В письме к Крокеру герцог рассказывает историю о правдивости своего приказа гвардейским войскам при Ватерлоо: «Встать, гвардейцы, и на них!», так часто цитируемого как пароль той знаменитой атаки, которая окончательно решила исход дня: «Я, конечно, не вынимал свою шпагу. Я мог приказать, и смею сказать, я приказал атаку кавалерии, и указал ее направление; но я не атаковал как простой кавалерист».
«Я всегда имел привычку прикрывать насколько возможно войска, подвергающиеся огню пушек.
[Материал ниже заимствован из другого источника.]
PR #5691, opened 2016-06-08
Avoid recursion when discovering entity types

### LINKED ISSUE #4843: ModelBuilder: Shadow property introduction doesn't work without calling Property<T>()
```C#
class TestClass
{
}

class Test
{
    public int Id { get; set; }
    public TestClass Class { get; set; }
}
```
```C#
modelBuilder.Entity<TestClass>(
    x =>
    {
        // NOTE: HasKey fails without this
        x.Property<string>("AssemblyName");

        x.HasKey("AssemblyName", "Name");
    });
modelBuilder.Entity<Test>(
    x =>
    {
        // NOTE: HasForeignKey fails without this
        x.Property<string>("AssemblyName");

        x.HasOne(t => t.Class).WithMany(c => c.Tests)
            .HasForeignKey("AssemblyName", "ClassName");
    });
```

### LINKED ISSUE #5350: modelBuilder.Entity<AnEntity>(e => { }) can cause StackOverflowException in some cases
I use EntityFrameworkCore version: 1.0.0-rc3-20831, .Net Framework: 4.6, AspNet.Mvc: 5.2.3

I cannot provide certain steps to reproduce. But can point at some conditions. I have about 100 entities. And executing this code causes StackOverflowException (empty stack trace):

`modelBuilder.Entity<AnyEntity>(entity => { /* any code or empty */ })`

This bug is always reproducible on IIS Express, but on Local IIS is reproducible only in rare cases.

I found out that this bug appears only when I uncomment some navigation property in entity, but I cannot track which one nav prop causes this bug (because have large amount of entities).

EXP: If something wrong with my model (maybe some circular referencing?), could you provide more clear exception message. Without this message I can spend much time looking for 'what is wrong with my model'

EXP: Why this is reproducible only with some conditions (or not always). Seems as a bug in model builder algorithm.

By the way: in my previous version of EFCore (January 2016 (don't remember some rc2)) this bug did not exist.

Thanks in advance.

AndriySvyryd:
Also infer FK property types from shadow principal keys, since now relationships to entity types could be created before the key discovery convention runs.

Fixes #5350
Fixes #4843


ajcvickers:
:shipit:

PR #5692, opened 2016-06-08
Fix to #5630 - Select Distinct with where/Any subquery always includes key from joined table, and returns too many rows

### LINKED ISSUE #5630: Select Distinct with where/Any subquery always includes key from joined table, and returns too many rows
### Steps to reproduce

There are 3 very simple tables in this scenario.  You could have 3 tables with a GUID and a string, and that would work fine (GUID is PKEY).  These represent a Drive/Folder/File type situation.  I am attempting to find Drives that have files.

I call the following:
``` C#
(from root in rootSet join folder in folderSet on root.StorageRootId equals folder.RootId
where fileSet.Any(file => file.FolderId == folder.FolderId)
select root.StorageRootId).Distinct();
```

This produces the following query:

``` SQL
SELECT DISTINCT [folder].[FolderId], [root].[StorageRootId]
FROM [StorageRoot] AS [root]
INNER JOIN [StorageFolder] AS [folder] ON [root].[StorageRootId] = [folder].[RootId]
WHERE EXISTS (
    SELECT 1
    FROM [StorageFile] AS [file]
    WHERE [file].[FolderId] = [folder].[FolderId])
```

And too many rows are returned because the FolderID is returned.  I wish to only have Roots.

If the where clause is removed, then the select ONLY returns the StorageRootId

This query:
``` C#
(from root in rootSet join folder in folderSet on root.StorageRootId equals folder.RootId
select root.StorageRootId).Distinct();
```

Produces this SQL:

``` SQL
SELECT DISTINCT [root].[StorageRootId]
FROM [StorageRoot] AS [root]
INNER JOIN [StorageFolder] AS [folder] ON [root].[StorageRootId] = [folder].[RootId]
```

You can see, the FolderId is not returned this time, and it shouldn't be since I explicitly select just 1 column

### The issue
The first query should not be returning the folder.FolderId column, and is causing an incorrect result set.

This only occurs when the where / Any clause is present.

```
Exception message: None
Stack trace: N/A
```

### Further technical details

Operating system: n/a

maumar:
Fixes #5630

Problem was that for correlated subquery when we visit the element that references the outer query, we add that element to the root projection. We need that potentially if the query ends up being client-evaluated. However, if client-eval is not needed, those additional projection elements can be thrown away. Currently they were not, resulting in unnecessary columns being pulled from the database, or in some cases (e.g. Distinct) could lead to incorrect results being returned.

Fix is to do a snapshot of projections before we start visiting the subquery and if it ends up being fully translated to SQL, we prune those additional projection elements.

### DIFF
--- a/src/Microsoft.EntityFrameworkCore.Relational/Query/ExpressionVisitors/SqlTranslatingExpressionVisitor.cs
+++ b/src/Microsoft.EntityFrameworkCore.Relational/Query/ExpressionVisitors/SqlTranslatingExpressionVisitor.cs
@@ -788,6 +788,9 @@ namespace Microsoft.EntityFrameworkCore.Query.ExpressionVisitors
                         = (RelationalQueryModelVisitor)_queryModelVisitor.QueryCompilationContext
                             .CreateQueryModelVisitor(_queryModelVisitor);
 
+                    var queriesProjectionCountMapping = _queryModelVisitor.Queries
+                        .ToDictionary(k => k, s => s.Projection.Count);
+
                     queryModelVisitor.VisitSubQueryModel(subQueryModel);
 
                     if (queryModelVisitor.Queries.Count == 1
@@ -798,6 +801,11 @@ namespace Microsoft.EntityFrameworkCore.Query.ExpressionVisitors
                         var selectExpression = queryModelVisitor.Queries.First();
 
                         selectExpression.Alias = string.Empty; // anonymous
+
+                        foreach (var mappingElement in queriesProjectionCountMapping)
+                        {
+                            mappingElement.Key.RemoveRangeFromProjection(mappingElement.Value);
+                        }
 
                         return selectExpression;
                     }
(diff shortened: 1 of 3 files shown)


maumar:
@anpete

src/Microsoft.EntityFrameworkCore.Relational/Query/ExpressionVisitors/SqlTranslatingExpressionVisitor.cs
```diff
@@ -788,6 +788,9 @@ var queryModelVisitor
                         = (RelationalQueryModelVisitor)_queryModelVisitor.QueryCompilationContext
                             .CreateQueryModelVisitor(_queryModelVisitor);
 
+                    var queriesProjectionCountMapping = _queryModelVisitor.Queries
+                        .ToDictionary(k => k, s => s.Projection.Count);
```
anpete: OK, so we do need it for all queries?

anpete:
:shipit:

Я помещаю их за вершиной возвышенности и заставляю их сидеть и лежать, чтобы лучше укрыть их от огня».
«После огня вражеских пушек вражеские войска могли продвинуться, или могла наступить благоприятная возможность для атаки. То, что я должен был сказать, и, возможно, сказал, было: «Встать, гвардейцы!», а затем дал командующим офицерам приказ атаковать».
«Моей обычной практикой в оборонительной позиции было атаковать врага в тот самый момент, когда он собирался атаковать наши войска».
О мадам де Сталь, которую он часто видел в Лондоне, у него есть много интересных анекдотов. Он распространяется о ее лицевой некрасивости, искупаемой глазом необычайного блеска и смысла, ее эгоистичном красноречии, ее ослепительных вспышках остроумия и ее мужеподобности с немалой энергией. В целом Крокер не был большим поклонником этой блестящей женщины и заявляет, что некоторые из ее самых едких высказываний были дерзким плагиатом. Он пишет: «Мур в своей недавно опубликованной «Жизни Шеридана» записал кропотливую заботу, с которой он готовил свои остроты. Мадам де Сталь снизошла до того же самого. В первый раз я увидел ее за обедом у лорда Ливерпуля в Кумб-Вуд. Сэр Джеймс Макинтош должен был быть ее проводником, и они сбились с пути, и по ошибке попали в Аддискомб и некоторые другие места, а когда они наконец добрались до Кумб-Вуд, они снова заблудились и были вынуждены выйти и идти в темноте, и через грязь вверх по дороге через лес. В результате они прибыли на два часа позже и странными грязными фигурами, она воскликнула в качестве извинения: «Кумб здесь, Кумб там; мы были по всем Кумбам Англии». Во время обеда она говорила непрерывно, но восхитительно, но многие из ее якобы спонтанных острот были заимствованы или подготовлены. Например, говоря об относительном состоянии Англии и Континента в тот период, о высоком представлении, которое мы сформировали об опасности для мира от деспотизма Бонапарта, и высоком мнении, которое Континент сформировал о богатстве, силе и духе Англии; она настаивала, что эти мнения были оба справедливы, и добавила с элегантным порывом: «Иностранцы — это современное потомство». Это поразительное выражение я с тех пор нашел в журнале Камиля Демулена».